A problem objective is used to specify the overall goal of the
conservation planning problem. Please note that all conservation
planning problems formulated in the prioritizr package require the addition
of both objectives and targets. Failing to do so will return a default
error message when solving.
In the context of systematic reserve design, the minimum set objective
seeks to find the set of planning units that minimizes the overall cost of
a reserve network, while meeting a set of representation targets for the
conservation features. This objective is equivalent to a simplified Marxan
reserve design problem with the Boundary Length Modifier (BLM) set to zero.

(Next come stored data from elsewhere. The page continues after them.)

PR #1921, opened 2024-08-13
Implement replacetextEx_char, reimplement Splittext to match new 515 behavior

MyNameIsRomayne:
Very simple one-liner piggybacking off jointext and spltitext, with an update to Splittext so that it functions properly.

Basically, splittext has been updated in 515 to include the start and end of the string, so the current implementation of Splittext now remembers that and pre/appends those parts to the first/last elements.

The splittext unit tests were updated based off the output from DM for 515:
image

Originally this was just going to be a one-liner for replacetextEx_char, but after being informed of the changes needed to Splittext I decided to go ahead and do that too, so that this works.

### DIFF
--- a/Content.Tests/DMProject/Tests/Text/Splittext.dm
+++ b/Content.Tests/DMProject/Tests/Text/Splittext.dm
@@ -5,19 +5,19 @@
 	ASSERT(test1 ~= test1_expected)
 
 	var/list/test2 = splittext(test_text, " ", 5)
-	var/test2_expected = list("average","of","1,","2,","3,","4,","5","is:","3")
+	var/test2_expected = list("The average","of","1,","2,","3,","4,","5","is:","3")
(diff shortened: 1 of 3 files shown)


MyNameIsRomayne:
Drafting due to a new test I added failing, going to resolve that (Empty strings should be splitting on every char, but instead dont split at all)

MyNameIsRomayne:
image
Reopening because I am genuinely unable to fix this without worsening the code quality beyond the review-necessary state it in. Please advise on this

amylizzle:
Maybe mark as draft if it's not ready for merge

MyNameIsRomayne:
Yeah these haven't been worked on for a while, I'm not sure if I'll be able to get to them

MyNameIsRomayne:
Not working on this anymore, unfortunately. I don't feel confident I could make genuine contributions to the project without significantly taking up other's time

The minimum set objective for the reserve design problem can be expressed
mathematically for a set of planning units (\(I\) indexed by
\(i\)) and a set of features (\(J\) indexed by \(j\)) as:
$$\mathit{Minimize} \space \sum_{i = 1}^{I} x_i c_i \\
\mathit{subject \space to} \\
\sum_{i = 1}^{I} x_i r_{ij} \geq T_j \space \forall \space j \in J$$
Here, \(x_i\) is the decisions variable (e.g. specifying
whether planning unit \(i\) has been selected (1) or not (0)),
\(c_i\) is the cost of planning unit \(i\), \(r_{ij}\) is
the amount of feature \(j\) in planning unit \(i\), and
\(T_j\) is the target for feature \(j\). The first term is the
objective function and the second is the set of constraints. In words this
says find the set of planning units that meets all the representation
targets while minimizing the overall cost.